Deutsche Telekom Adheres to Data Protection Laws and Corporate Regulations

Deutsche Telekom emphasizes its commitment to adhering to data protection legislation and internal corporate regulations to safeguard the data of natural and legal persons. As a telecommunications provider, the company is particularly bound by various laws and regulations.

The regulatory landscape includes the European Union's General Data Protection Regulation (GDPR), effective since May 2018. This is complemented by Germany's Federal Data Protection Act (BDSG) and other specific laws such as the Telecommunications and Digital Services Data Protection Act (TDDDG), which came into effect in December 2021. The Telecommunications Act (TKG) serves as the framework directive for telecommunications networks and services, governing the market and customer protection, while the Telecommunications Surveillance Regulation (TKÜV) details technical and organizational requirements for monitoring telecommunications.

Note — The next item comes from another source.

PR #701, opened 2024-09-29
Rewrite build script to build all packages in one process (Removes CJS)

thetarnav:
Rewrites build script to build all packages in one process
Similarly to how testing works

Internally, Deutsche Telekom operates under Binding Corporate Rules Privacy (BCRP). These rules establish group-wide internal data protection guidelines, ensuring a uniformly high level of data protection for the group's products and services. Additionally, a corporate policy on the organization of data protection defines governance and implementation functions within German group companies. A separate corporate security policy outlines key security principles, aligning with the international standard ISO 27001 to maintain consistent security and data protection levels across the group.

For the transfer of personal data to countries outside the European Union, Deutsche Telekom utilizes Standard Contractual Clauses recognized by the European Commission as appropriate safeguards. For data transfers within the corporate group, the Binding Corporate Rules Privacy serve this purpose.